• _Exercise goal_
Take each line of the data that contains the string "information" and copy it.
── Supplied data
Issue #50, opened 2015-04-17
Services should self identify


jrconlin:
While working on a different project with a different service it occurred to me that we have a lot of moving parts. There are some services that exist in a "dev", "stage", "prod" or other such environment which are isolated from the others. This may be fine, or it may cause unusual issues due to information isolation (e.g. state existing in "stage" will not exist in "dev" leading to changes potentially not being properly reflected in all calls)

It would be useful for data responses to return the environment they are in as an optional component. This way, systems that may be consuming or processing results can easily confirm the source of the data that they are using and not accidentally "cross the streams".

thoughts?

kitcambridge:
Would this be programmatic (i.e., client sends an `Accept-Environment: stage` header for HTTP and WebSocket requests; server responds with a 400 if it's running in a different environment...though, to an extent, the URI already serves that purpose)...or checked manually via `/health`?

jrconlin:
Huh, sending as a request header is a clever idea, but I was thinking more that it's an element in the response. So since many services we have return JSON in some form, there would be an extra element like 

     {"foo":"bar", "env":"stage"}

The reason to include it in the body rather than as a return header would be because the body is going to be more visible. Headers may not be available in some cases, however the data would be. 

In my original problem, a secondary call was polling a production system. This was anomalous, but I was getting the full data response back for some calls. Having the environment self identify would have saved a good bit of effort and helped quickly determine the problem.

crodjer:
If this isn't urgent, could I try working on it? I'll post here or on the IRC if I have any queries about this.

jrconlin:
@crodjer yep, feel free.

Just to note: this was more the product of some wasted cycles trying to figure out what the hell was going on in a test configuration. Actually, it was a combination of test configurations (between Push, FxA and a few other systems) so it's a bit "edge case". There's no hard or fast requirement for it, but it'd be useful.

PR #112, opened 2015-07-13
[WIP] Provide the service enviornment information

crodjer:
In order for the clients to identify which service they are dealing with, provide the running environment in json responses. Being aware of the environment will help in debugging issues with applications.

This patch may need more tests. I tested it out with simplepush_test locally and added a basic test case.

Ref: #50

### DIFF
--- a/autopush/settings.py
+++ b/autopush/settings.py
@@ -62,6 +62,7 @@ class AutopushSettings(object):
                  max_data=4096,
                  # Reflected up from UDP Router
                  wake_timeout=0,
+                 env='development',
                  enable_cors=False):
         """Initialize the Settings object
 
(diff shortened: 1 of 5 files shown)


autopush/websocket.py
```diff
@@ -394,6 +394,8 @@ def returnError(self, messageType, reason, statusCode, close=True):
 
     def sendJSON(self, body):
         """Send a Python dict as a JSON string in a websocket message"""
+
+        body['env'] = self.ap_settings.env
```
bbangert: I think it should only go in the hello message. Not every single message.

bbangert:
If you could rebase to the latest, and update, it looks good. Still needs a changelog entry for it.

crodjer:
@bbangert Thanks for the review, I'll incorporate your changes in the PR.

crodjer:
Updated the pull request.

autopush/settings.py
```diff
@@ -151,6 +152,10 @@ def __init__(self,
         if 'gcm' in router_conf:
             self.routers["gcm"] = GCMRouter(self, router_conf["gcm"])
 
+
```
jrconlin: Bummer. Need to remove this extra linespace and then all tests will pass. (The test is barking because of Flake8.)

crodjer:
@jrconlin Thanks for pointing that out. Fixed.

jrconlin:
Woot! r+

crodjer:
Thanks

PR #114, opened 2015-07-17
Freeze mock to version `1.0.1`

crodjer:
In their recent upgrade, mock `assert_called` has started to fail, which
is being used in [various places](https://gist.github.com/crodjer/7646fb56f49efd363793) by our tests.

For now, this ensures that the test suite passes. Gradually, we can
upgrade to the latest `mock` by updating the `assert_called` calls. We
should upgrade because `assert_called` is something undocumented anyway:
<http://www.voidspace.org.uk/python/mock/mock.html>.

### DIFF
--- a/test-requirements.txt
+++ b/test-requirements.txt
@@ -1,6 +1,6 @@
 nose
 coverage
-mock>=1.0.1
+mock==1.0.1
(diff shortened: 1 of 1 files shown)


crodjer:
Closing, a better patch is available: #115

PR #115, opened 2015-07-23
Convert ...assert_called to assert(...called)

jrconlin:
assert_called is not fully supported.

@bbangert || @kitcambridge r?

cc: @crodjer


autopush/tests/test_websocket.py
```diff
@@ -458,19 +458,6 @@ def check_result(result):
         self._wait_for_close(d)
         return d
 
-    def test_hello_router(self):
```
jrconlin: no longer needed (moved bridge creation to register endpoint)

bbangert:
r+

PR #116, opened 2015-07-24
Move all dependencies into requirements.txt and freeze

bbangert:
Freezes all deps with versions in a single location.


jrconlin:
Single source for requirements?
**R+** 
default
────
• _Problem solution_
While working on a different project with a different service it occurred to me that we have a lot of moving parts. There are some services that exist in a "dev", "stage", "prod" or other such environment which are isolated from the others. This may be fine, or it may cause unusual issues due to information isolation (e.g. state existing in "stage" will not exist in "dev" leading to changes potentially not being properly reflected in all calls)
[WIP] Provide the service enviornment information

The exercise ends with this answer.